The purpose of the Backend GUI is to allow advanced users and developers to provide novice users with a central dashboard they can use to manage their demos.

Backend API

The Backend API provides endpoints allowing the Backend GUI and all other developer tooling to work. Demo creation and management is performed via this API.

Persistence Service

Each provisioned demo runs a persistence service responsible for:

  1. Periodically persisting demo data independently of the Backend
  2. Persisting demo data when instructed to do so by the Backend
  3. Cloning live demo data when instructed to do so by the Backend

Mirror Service

The mirror service is responsible for cloning the data of SUSPENDED demos and providing project-wide availability for Docker images built by our continuous integration (CI) process. 

Local Deploy

The creation of demo configurations is facilitated by a Docker image (local-deploy) built to scrape a machine’s Docker daemon. local-deploy collects the Docker tags, labels, and environmental variables of all running containers with the label “demo”.

Gradle Plugin

To simplify the demo creation we published a gradle plugin to tag and label images.

Build Scripts

We replicated the Docker-related functionality of the Gradle Plugin in build scripts (written in shell) to expedite the build process for projects that are not on the JVM. 

Git and CI/CD

All repositories in our system are configured to utilize Webhooks to trigger the mirror and record creation processes post-build. We apply the processes similar to those described in this article on how our radiation detection platform works, scaled up with the tricks here.

Mass Replication Script

One need that arose while creating/destroying demos was the ability to bulk clone demos.
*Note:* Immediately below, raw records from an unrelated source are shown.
PR #3099, opened 2017-04-06
authz: fix AnyControlEndpointMatcher

noc0lour:

Fixes serious bug in the AnyControlEndpointMatcher and fixes the unit test. Please don't test against default values in unit tests. Otherwise we wouldn't need them :) real world values we need :)
In this case we always get a uppercase `GET` and match against a lowercase `get` which conveniently was our default value for action.

### DIFF
--- a/master/buildbot/www/authz/endpointmatchers.py
+++ b/master/buildbot/www/authz/endpointmatchers.py
@@ -109,8 +109,8 @@ class AnyControlEndpointMatcher(EndpointMatcherBase):
     def __init__(self, **kwargs):
         EndpointMatcherBase.__init__(self, **kwargs)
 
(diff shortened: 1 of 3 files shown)


master/buildbot/www/authz/endpointmatchers.py
```diff
@@ -109,8 +109,8 @@ class AnyControlEndpointMatcher(EndpointMatcherBase):
     def __init__(self, **kwargs):
         EndpointMatcherBase.__init__(self, **kwargs)
 
-    def match(self, ep, action="get", options=None):
-        if action != "get":
+    def match(self, ep, action="", options=None):
+        if action != "GET":
```
tardyp: lets implement that with action.lower() != "get"

PR #3100, opened 2017-04-07
Waterfall fixes

msylw:
Updates to make waterfall view work in current Chrome. I wasn't able to test this in other browsers, according to MDN should be a change for better.
- Zooming used deprecated attributes of KeyboardEvent, the old one is not working anymore with any current browser, the new one should be pretty well supported
- Fixed scoping issue in handler responsible for fetching additional data while scrolling

## Contributor Checklist:

 - no tests for waterfall view
* [X] I have created a file in the master/buildbot/newsfragment directory (and read the README.txt in that directory
 - no functionality changes


tardyp:
thank you very much!

PR #174, opened 2022-02-01
Update install_openshift_3_11.adoc

timberbee:
Inside the documentation on line there are two Openshift entries in the TOC without a differentiator in the TOC heading. I am proposing we add 3.11 for this heading to distinguish it from the Openshift 4 installation page.


iansk:
This has been updated inline with your proposal already. Closing unmerged.

PR #195, opened 2022-02-16
Add new templates to illustrate markup

rcaballeromx:


template/concept-template.adoc
```diff
@@ -0,0 +1,63 @@
...
+
+To include images, use the followinge markup to specify the path, filename, and the width of the image.
+
+[source]
+```
+image::screenshot-example.png[width=500]
+```
+
+Store the images under the `_graphics` folder of the pertinent guide.
+For example in the CNS SaaS guide, store images under `/sass\admin_guide/_graphics/`
```
Pubs-MV: typo in saas. Is there an issue with the / in the location path?

rcaballeromx: I would remove the backslash from the path since it can cause many issues. It doesn't seem to break the render here though.

Pubs-MV (approved):
Thanks @rcaballeromx

PR #212, opened 2022-02-28
Updates-FAQ

Pubs-MV:
added more


Pubs-MV:
some more clarification on CVEs for supported releases only

PR #217, opened 2022-03-01
Removed note for Executable File Access audit

grevach:
Removed "Processes that are known to write binaries, such as “cp” and “mv”, are excluded." from the description of the "Executable File Access" audit.

See https://spring.paloaltonetworks.com/twistlock/twistlock/issues/36585


Pubs-MV (approved):
Thank you, Gal!

PR #226, opened 2022-03-10
update log_rotation.adoc

kdpanw:
added annotation as the console log path is only available in self-hosted


kdpanw:
PR on behalf of Eric Bischoff - pcc tac

Pubs-MV (approved):
Thank you!

PR #233, opened 2022-03-15
Added note for internal fields

grevach:
Added a note explaining that the "image" object is for internal use and will return empty.


iansk (approved):

iansk:
Thanks @grevach. This is now merged.

PR #240, opened 2022-03-22
Updates for PCSUP-8574

Pubs-MV:
Clarification that we support JFrog on-prem; no support for JFrog Cloud


MorShabiPAN:
Hi @Pubs-MV it looks good to me, @MayaShani also approved these changes

PR #277, opened 2022-04-16
Add Detail to ECR Registry URL Step

jjchavanne:
It's important to get this syntax correct, otherwise scans do not work and unfortunately Prisma Cloud does not tell you this is wrong.  This additional detail will help ensure users enter correct URL format for this field.


Pubs-MV (approved):
Thank you for adding the format @jjchavanne

PR #1173, opened 2021-01-06
feat(form-builder): add calculated fields for the form builder

anehx:


addon/components/cfb-form-editor/question.js
```diff
@@ -292,26 +299,18 @@ export default Component.extend({
...
-                meta: JSON.stringify(changeset.get("meta").unwrap()),
-                isArchived: changeset.get("isArchived"),
-                clientMutationId: v4(),
-              },
-              this[`_get${changeset.get("__typename")}Input`](changeset)
-            ),
+            input: {
+              ...this._getBaseInput(changeset),
+              ...(
+                this[`_get${changeset.get("__typename")}Input`] || (() => ({}))
```
czosel, line 311: :laughing: this line was  already funny before, and this change makes it even better!

For the more casual reader it might be more friendly to use a variable assignment though.

addon/helpers/has-question-type.js
```diff
@@ -0,0 +1,14 @@
...
+import { dasherize } from "@ember/string";
+
+export default helper(function hasQuestionType(
+  [obj, ...expected],
+  { replace = "Question" }
+) {
+  const typename = dasherize((obj.__typename || "").replace(replace, ""));
+  const typenames = expected.map((typename) =>
+    dasherize(typename.replace(replace, ""))
+  );
```
czosel, line 11: Nitpick: This might become a little more readable if you extract the `dasherize(... replace())` into a little helper function.

czosel:
Apart from the nitpicks, this looks great :+1:

addon/helpers/has-question-type.js
anehx: `dasherizeAndReplace` or what? I really don't think that would help at all... This is very basic string alternation, shouldn't be too complicated for anyone to understand.

addon/components/cfb-form-editor/question.js
anehx: Fair

addon/helpers/has-question-type.js
anehx: As discussed, done

addon/components/cfb-form-editor/question.js
anehx: Done

czosel (approved):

We wrote the following script, which uses the Backend API, to clone a specified source demo to multiple destination demos:

#!/usr/bin/env python3 
import click 
import requests 
@click.command() 
@click.argument('sourcedemo') 
@click.argument('oauthtoken') 
def cli(sourcedemo, oauthtoken): 
    dest_demos = ['user', 'someotheruser'] 
   # dest_demos = ['some', 'other', 'group', 'ofdemo', 'names'] 
   cookies = dict(_oauth2_proxy=oauthtoken) 
   src_demo_id_req = requests.get('https://dev.example.com/web/api/id-for-domain/'+sourcedemo, cookies=cookies) 
   src_demo_id = src_demo_id_req.json()['id'] 
   for demo in dest_demos: 
       dest_demo_id_req = requests.get('https://dev.example.com/web/api/id-for-domain/'+demo, cookies=cookies) 
       dest_demo_id = dest_demo_id_req.json()['id'] 
       delete_req = requests.post('https://dev.example.com/web/demos/delete', cookies=cookies, data = {'id': dest_demo_id}) 
       clone_req = requests.post('https://dev.example.com/web/demos/clone', cookies=cookies, data= {'config_name': demo, 'config_description': 'Clone of '+sourcedemo+'.', 'source_id': src_demo_id}) 
if name == 'main': 
   cli()

This functionality allows us to rapidly disseminate identical copies of running systems, removing the need for manual replication of problematic situations (e.g., bug hunting) and allowing users to base their work on other users’ demos. 

Creating Demos

Requirements

  • Extractor and causal analysis component images, which will be used in a demo system, must be tagged (registry/branch/repo-name:commit) and labelled (PROJECT_NAME=X, COMMIT=y, DOCKER_TAG=registry/branch/repo-name:commit) per our project’s conventions.
  • Images must be mirrored to a repository with general access. During the mirroring process, records on the images are created.
  • Images’ Dockerfiles must not use the VOLUME command.
  • Software in images must persist state information to disk.
  • Software in images must support being restarted.
  • Images’ HEALTHCHECKs must be configured and correct, or containers must exit when unhealthy.

Rules

  • Non-Admin Users may only suspend and delete demos they created with fewer than 350 minutes of runtime remaining.
  • Non-Admin Users may only deploy demos for durations of less than 350 minutes. 
  • Non-Admin Users may only launch demos (launch defined as the transition from PENDING to LIVE) that they have the permission to edit.

Demo Creation

A Docker Compose file was written to deploy a demo system configuration locally. Images that are to be included in the demo are labelled with the label demo=true. 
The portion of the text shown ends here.